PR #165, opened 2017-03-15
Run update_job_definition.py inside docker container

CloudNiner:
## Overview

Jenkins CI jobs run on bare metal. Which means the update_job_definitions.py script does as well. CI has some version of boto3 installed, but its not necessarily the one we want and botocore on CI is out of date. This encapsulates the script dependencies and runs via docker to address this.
------------------------------
> **Activity**:
Copy each line in the data that holds the word "docker".

> **Completed task**:
Run update_job_definition.py inside docker container
Jenkins CI jobs run on bare metal. Which means the update_job_definitions.py script does as well. CI has some version of boto3 installed, but its not necessarily the one we want and botocore on CI is out of date. This encapsulates the script dependencies and runs via docker to address this.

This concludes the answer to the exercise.